◆ What the task asks
Count every line below that contains "intentionally", then give that count and nothing else.

◆ Provided information
Issue #1222, opened 2026-05-21
[P1] Int overflow


tcharchian:
The goal of this is to have in place after this a standard way of handling possible overflows, have it implemented consistently across the entire codebase and to have a check (preferably a static check, an AI persona if necessary as a backup) that flags anything that doesn't use the established pattern

olegsuhoparov:
Opened a surgical first PR against main: #1379.

It ports the already-accepted #1100/#1101 overflow fixes to main and adds two small guards for payout uint64->int64 conversion and validation totalWeight accumulation.

I intentionally left broad static analysis and #1017 supply-cap semantics out of scope so this remains reviewable.

Mayveskii:
Hi @olegsuhoparov 

  Wanted to flag that #1017 (Bitcoin reward supply-cap overflow guards) has been aligned with the overflow-handling direction from this meta-issue.

  Changes on branch `fix/bitcoin-rewards-supply-cap-overflow` (commit `9e4ebf74e`):

  - Added a reusable `checkedAddUint64` helper in `inference-chain/x/inference/keeper/bitcoin_rewards.go`, placed next to the `checkedAddInt64` pattern introduced in #1379
  .
  - Replaced the inline `math.MaxUint64` overflow checks in the supply-cap reduction loop and in `CalculateParticipantBitcoinRewards` with the new helper.
  - Upgraded the overflow guard logs from `Warn` to `Error`.
  - Added explicit unit tests for the overflow path:
    - `TestCheckedAddUint64`
    - `TestGetBitcoinSettleAmounts_SupplyCapReductionNoWrap`

  Since #1379 explicitly left the #1017 supply-cap semantics out of scope, #1017 adopts the same helper/logging/test pattern independently rather than conflicting with #1379.

olegsuhoparov:
Thanks for aligning #1017 with the overflow-handling direction from #1379.

That split makes sense to me: #1379 intentionally stays focused on settlement/claim/validation overflow paths and leaves the Bitcoin supply-cap semantics to a separate PR.

One thing to keep in mind is merge order: #1379 changes the `CalculateParticipantBitcoinRewards` fallback from `MaxUint64` to `MaxInt64`, so if #1379 lands first, #1017 will likely need a small rebase/adaptation around the fallback-path rationale and tests.

[...]

PR #1379, opened 2026-06-30
fix(inference): standardize checked integer handling in settlement and validation paths

olegsuhoparov:
## Summary

This PR keeps the overflow scope intentionally surgical for #1222.

- port the accepted #1100 settlement handling to main:
  - use `bits.Add64` for `RewardCoins + WorkCoins`
  - skip settlement only when the sum is genuinely zero
  - cap the `bitcoin_rewards.go` producer fallback at `MaxInt64`, not `MaxUint64`
- port the accepted #1101 validation widening to main:
  - make `ShouldValidate` use `uint64` powers
  - remove `uint32` narrowing in chain/DAPI callers
  - keep negative-weight rejection via `safeUint64FromInt64`
- add checked payout conversion before payment calls:
  - reject `uint64` amounts that do not fit the `int64` payment API
- add checked `totalWeight` accumulation:
  - return arithmetic overflow as an explicit error, not as “epoch data not found”
- add focused boundary tests for the changed behavior

## Out of scope

- broad repo-wide integer overflow audit
- static analyzer / CI guard
- #1017 supply-cap loop and event semantics
- unrelated casts outside settlement, validation, and payout boundaries

## Tests

cd inference-chain && go test ./x/inference/types ./x/inference/calculations ./x/inference/keeper
cd decentralized-api && go test ./internal/validation ./internal/startup

Notes:
- `GetTotalCoins()` still saturates to `MaxInt64` because it is an aggregate/helper boundary and this matches #1100.
- Payout conversion does not saturate. If a stored `uint64` amount cannot fit the `int64` payment API, the claim returns an error before bank sends and the settle record remains for intervention/retry.
- `getEpochGroupWeightData` keeps `found` separate from `error`: missing sub-epoch data can still be skipped, but arithmetic overflow is propagated.
- Static checks are intentionally left for a follow-up PR so this one stays reviewable.
- If a stored uint64 payout amount does not fit into the int64 bank payment range, ClaimRewards returns before any bank send and the settle record remains for operator intervention; retry only helps after state correction or migration.

### DIFF
--- a/decentralized-api/internal/startup/reward_recovery.go
+++ b/decentralized-api/internal/startup/reward_recovery.go
@@ -8,6 +8,8 @@ import (
 	"decentralized-api/internal/seed"
 	"decentralized-api/internal/validation"
 	"decentralized-api/logging"
+	"math"
+	"math/bits"
 	"sync/atomic"
 	"time"
 
@@ -137,7 +139,10 @@ func (c *RewardRecoveryChecker) AutoRewardRecovery() {
 	}
 
 	settleAmount := settleAmountResp.SettleAmount
-	totalAmount := settleAmount.RewardCoins + settleAmount.WorkCoins
+	totalAmount, carry := bits.Add64(settleAmount.RewardCoins, settleAmount.WorkCoins, 0)
+	if carry != 0 {
+		totalAmount = math.MaxUint64
+	}
 	logging.Info("[AutoRewardRecovery] Found settle amount for participant", types.Claims,
 		"address", address,
 		"rewardCoins", settleAmount.RewardCoins,
@@ -146,7 +151,7 @@ func (c *RewardRecoveryChecker) AutoRewardRecovery() {
 		"epochIndex", settleAmount.EpochIndex)
 
 	// Check if we have unclaimed rewards (totalAmount > 0 indicates pending rewards)
-	if totalAmount <= 0 {
+	if totalAmount == 0 {
 		logging.Info("[AutoRewardRecovery] No unclaimed rewards found", types.Claims, "address", address, "totalAmount", totalAmount)
 		return
 	}
--- a/decentralized-api/internal/validation/inference_validation.go
+++ b/decentralized-api/internal/validation/inference_validation.go
@@ -107,9 +107,9 @@ func (s *InferenceValidator) shouldValidateInference(
 	shouldValidate, message := calculations.ShouldValidate(
 		seed,
 		inferenceDetails,
-		uint32(inferenceDetails.TotalPower),
-		uint32(validatorPower),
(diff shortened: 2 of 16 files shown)


olegsuhoparov:
Follow-up note: while tightening the overflow tests, we found an existing unchecked uint64 accumulation in bitcoin reward denominator calculation (`CalculateParticipantBitcoinRewards`: `totalFullWeight` / `totalPoCWeight`). I removed a test that accidentally exercised and normalized that wrap path.

This PR intentionally leaves that bitcoin reward accounting fix out of scope; it should be handled as a separate follow-up so #1379 remains focused on the settlement/claim/validation overflow paths.

redstartechno:
I checked this against `upgrade-v0.2.16` @ `c33c9eaa5`, where settlement changes are landing now. The PR conflicts there in 5 files, so I mapped what is still missing on the train. The targeted tests on this head (`Overflow|Atomicity|Safe|Extreme|SettleAmount|ShouldValidate` across `keeper`, `types`, `calculations`) all pass.

**Already on the train** (landed in #1267, "Upgrade v0.2.14", 2026-07-23, largely identical to this PR):
- `accountsettle.go`: `bits.Add64(WorkCoins, RewardCoins)` with the carry check in `SettleAccounts`
- `types/settle_amount.go`: `carry != 0 || sum > math.MaxInt64`
- `bitcoin_rewards.go`: the `MaxInt64` cap instead of the `^uint64(0)` sentinel, including the same "capping to MaxInt64" log line
- `calculations/should_validate.go`: powers as `uint64` with `decimal.NewFromUint64`
- `startup/reward_recovery.go`: the carry-guarded `totalAmount`
- `keeper/safecast.go` exists, with `safeUint64FromInt64` and friends

**Still only in this PR:**
- `msg_server_claim_rewards.go`: the train still converts with bare `int64(escrowPayment)` (line 90) and `int64(settleAmount.GetRewardCoins())` (line 110). This PR routes both through `safeInt64FromUint64`, which the train's `safecast.go` doesn't have yet. It also has the `safeUint64FromInt64` conversions of the model weights in the new `getEpochGroupWeightData`.
- The accompanying tests (`claim_rewards_weight_overflow_test.go`, the atomicity additions).

`RewardCoins` is already capped at `MaxInt64` on the bitcoin-reward path, and `WorkCoins` comes from earned coin amounts, so neither should exceed `MaxInt64` through normal settlement. (The `GetTotalCoins` cap bounds only their sum, not each operand of those two casts.) So what's left reads as defense in depth rather than a live bug. If it's still wanted, rebasing onto `upgrade-v0.2.16` and keeping only the `msg_server_claim_rewards.go` part (plus its tests) would make a small, conflict-free PR.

◆ Written answer
5